### What the exercise asks
Filter this material down to the lines that contain the string "also", and return those lines.

________________________

PR #895, opened 2021-03-09
chore: upgrade prism-react-renderer to 1.2.0

emmenko:


emmenko:
Hmm the production build still has some issues when running on Cypress, but only the first time the test runs. It seems like some kind of cache issue or something.

If we use Cypress v6 we can then use the retry feature. We should look again into #779 I guess...

emmenko:
No more errors now but some of the theme colors are different now 🤔

PR #903, opened 2021-03-11
refactor: expose hook to format ISO 31-0 number using react-intl

emmenko:
Follow up of #880 

Using the polyfill apparently causes issues in appkit
image

Since we are already using `react-intl`, we can simply use their API to achieve the same result.


packages/gatsby-theme-docs/src/templates/homepage.js
```diff
@@ -10,32 +11,34 @@ import { SEO, ThemeProvider } from '../components';
...
-            {/* This wrapper div is important to ensure the vertical space */}
-            <div>
-              <MDXRenderer>{props.data.contentPage.body}</MDXRenderer>
-            </div>
-          </Markdown.TypographyPage>
-        </MDXProvider>
-      </LayoutContentHomepage>
-    </PageDataContext.Provider>
-  </ThemeProvider>
+  <IntlProvider locale="en">
```
nkuehn, line 14: OK, thanks!  Understood it now

packages/ui-kit/src/hooks/use-iso310-number-formatter.js
```diff
@@ -0,0 +1,24 @@
+import { useCallback } from 'react';
+import { useIntl } from 'react-intl';
+
+// https://en.wikipedia.org/wiki/ISO_31-0#Numbers (now ISO 80000-1, but its text is not public)
+const narrowNonBreakingSpace = '\u202F';
+
+const useISO310NumberFormatter = () => {
```
nkuehn, line 7: @emmenko  To be able to use the function in node.js preprocessing like a remark plugin, too it would be useful to not only expose the hook but also a plain javascript function that takes a number and returns the string.  What do you think?  

I consider adding a remark plugin that does the number formatting automatically in content.

emmenko: Let's do this as a follow up.

PR #904, opened 2021-03-11
Incremental builds on Vercel

nkuehn:
https://www.gatsbyjs.com/docs/reference/release-notes/v3.0/#incremental-builds-in-oss

It works now!  The impact in this repository is not huge (1-2 minutes maybe) because it's not a lot of content and has extra preprocessing steps that are not changing.  See comments for explanation.


nkuehn:
* First run that fully builds but then hopefully caches:  https://vercel.com/commercetools/commercetools-docs-kit/3KZ229MYSAPYsDwn393LnHN2S77o   (7 minutes)
 * Next build with one incremental change:  https://vercel.com/commercetools/commercetools-docs-kit/9tVBf4ysrJsSZ2QACSBdWsDZMSwj 

Learning:
 * it does not work yet - the build cache size is exactly identical despite the fact that it should have grown by adding stuff. 
 * Guesses:
   * framework detection not working? 
   * stuff not actually copied into the cache folders?

nkuehn:
Update: locally incremental and cached **do** work and result in a four-fold increase in build time:
image

The gain is ca. three-fold in the docs-smoke-test site. The gain distributes relatively evenly between initialization, graphQL node sourcing, running the actual page queries and building the pages. 

Signs that are cached build has taken place are that you see lines like "success Cleaning up stale page-data" or "info There are no new or changed html files to build."  which otherwise are not present at all.

package.json
```diff
@@ -9,13 +9,14 @@
     "packages": ["packages/ui-kit"]
   },
   "scripts": {
+    "preinstall": "mkdir -p public && mkdir -p .cache && ls -Rl public > public/files-public-before.txt && ls -Rl .cache > public/files-cache-before.txt",
```
nkuehn, line 12: this could be removed again if we want - it's a debug helper that makes the cache contents before and after the build available in the site URL.  Here in the kit I tend to keep it since debugging incremental builds will likely stay an issue.

package.json
```diff
@@ -9,13 +9,14 @@
...
     "postinstall": "preconstruct dev && manypkg check",
     "clean": "lerna run clean --scope '@commercetools-website/*'",
     "start": "yarn --cwd websites/docs-smoke-test start",
     "build-packages": "preconstruct build",
     "build": "cross-env NODE_ENV=production lerna run build --scope '@commercetools-website/*'",
     "prebuild": "yarn build-packages && yarn generate-icons",
-    "postbuild": "cp -f ./websites/index.html ./public && yarn check-links",
+    "postbuild": "cp -f ./websites/index.html ./public && yarn check-links && ls -Rl .cache > public/files-cache-after.txt && ls -Rl public > public/files-public-after.txt",
```
nkuehn, line 19: Same here, technicall spoken not necessary in production

package.json
```diff
@@ -68,6 +69,7 @@
     "eslint": "7.21.0",
     "eslint-formatter-pretty": "4.0.0",
     "eslint-import-resolver-webpack": "0.13.0",
+    "gatsby": "3.0.4",
```
nkuehn, line 72: Vercel's framework detection looks into package.json and wants to see gatsby there.  It's a redundant entry here because it actually belongs into the workspace folders only.  But it is not bloating beause we automate using the same version everywhere (renovate bot) so it's effectively symbolic.

websites/api-docs-smoke-test/package.json
```diff
@@ -10,8 +10,8 @@
     "clean": "npx gatsby clean",
     "clean:develop": "yarn clean && yarn develop",
     "build": "npx gatsby build --prefix-paths",
-    "prebuild": "yarn clean && yarn predevelop",
-    "postbuild": "rm -rf ../../public/api-docs-smoke-test && mkdir -p ../../public && mv public ../../public/api-docs-smoke-test",
+    "prebuild": "mkdir -p ../../public/api-docs-smoke-test && rm -rf public && mv ../../public/api-docs-smoke-test ./public && mkdir -p ../../.cache/api-docs-smoke-test && rm -rf .cache && mv ../../.cache/api-docs-smoke-test ./.cache && yarn predevelop",
+    "postbuild": "mv public ../../public/api-docs-smoke-test && mv .cache ../../.cache/api-docs-smoke-test",
```
nkuehn, line 14: This is the other required step:  once Vercel has detected gatsyby, it assumes the top level `.cache` and `public` folders to be the cacheable places. 

So we move the site-specific caches into the global location (into a subfolder with the site name) and back.  For `public` this was done anyways after the build.  

It would be nicer if this job would be done centrally and more generic though - maintaining all those long script commands across many sites like in the content repos is error prone (but not super hard either because they don't change).  Maybe a little node script?  

If it were central, we could also set it up so that it only runs on vercel, not locally.

nkuehn:
Decision: We will first try the actual impact in the content repo and then decide whether it's worth it.

nkuehn:
closing this in favor of migrating the script we realized in the content repo to the kit and provide it from the package.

________________________

### Problem solution
nkuehn, line 7: @emmenko  To be able to use the function in node.js preprocessing like a remark plugin, too it would be useful to not only expose the hook but also a plain javascript function that takes a number and returns the string.  What do you think?  
If it were central, we could also set it up so that it only runs on vercel, not locally.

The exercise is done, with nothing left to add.